▶ WHAT TO WORK ON:
Would you reproduce, without any alteration, the lines from the opening line of the entries through the line that has "Removes the client's" in it?

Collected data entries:
□ □ □

PR #660, opened 2026-08-20
fix: authenticate events before recording them, and anchor message freshness

AndreaDiazCorreia:
## Depends on #659

This branch is cut from `fix/transport-downgrade-protection` and builds on the sender authentication landed there — the freshness work below is only meaningful once the signature covering `created_at` is actually verified. Merge #659 first, or review this against that branch.

## What

Removes the client's dependence on the relay for three things it was never entitled to decide: which events are unique, which are current, and which are genuinely signed.

- Record an event id in the dedup store only after the event is authenticated. Recording it first let a relay copy a genuine id onto a tampered event and claim the slot, so the real message behind it was dropped as a duplicate — free censorship, with nothing forged that had to survive a signature check.
- Take message freshness from the node-signed `created_at` (v2 kind 14) instead of local receive time, bound its age, and refuse any message older than the state it would modify. The high-water mark is persisted outside the databases a restore clears, so wiping history cannot make archived instructions look new.
- Verify signatures by recomputing the NIP-01 id at the remaining call sites, and fail closed on kind-0 node metadata.
- Never lower the trade key index from a daemon-supplied value: lowering it reissues trade keys that have already been used.
- Settle on one epoch unit for message timestamps.

## Notes

- Only the v2 path gains a signed clock. NIP-59 randomises the wrap and seal timestamps by design, so v1 keeps falling back to receive time.
- `decryptNIP59Event` no longer wraps authentication errors in a generic `Exception`, so "not from the node" is distinguishable from "malformed".
- One existing test asserted the unsafe behaviour (`applies unverified events with warning`) and was inverted.
- `flutter analyze` clean; `flutter test` 1111 passing.

### DIFF
--- a/lib/data/models/enums/storage_keys.dart
+++ b/lib/data/models/enums/storage_keys.dart
@@ -7,7 +7,8 @@ enum SharedPreferencesKeys {
   trustedNodeMetadata('trusted_node_metadata'),
   backgroundFilters('background_filters'),
   communitySelected('community_selected'),
-  nodeProtocolVersions('node_protocol_versions');
+  nodeProtocolVersions('node_protocol_versions'),
+  orderFreshness('order_freshness');
 
   final String value;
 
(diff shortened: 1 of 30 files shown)


AndreaDiazCorreia:
@coderabbitai review

grunch:
protocolo v1 is deprecated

□ □ □

▶ EXERCISE RESULT:
PR #660, opened 2026-08-20
fix: authenticate events before recording them, and anchor message freshness

AndreaDiazCorreia:
## Depends on #659

This branch is cut from `fix/transport-downgrade-protection` and builds on the sender authentication landed there — the freshness work below is only meaningful once the signature covering `created_at` is actually verified. Merge #659 first, or review this against that branch.

## What

Removes the client's dependence on the relay for three things it was never entitled to decide: which events are unique, which are current, and which are genuinely signed.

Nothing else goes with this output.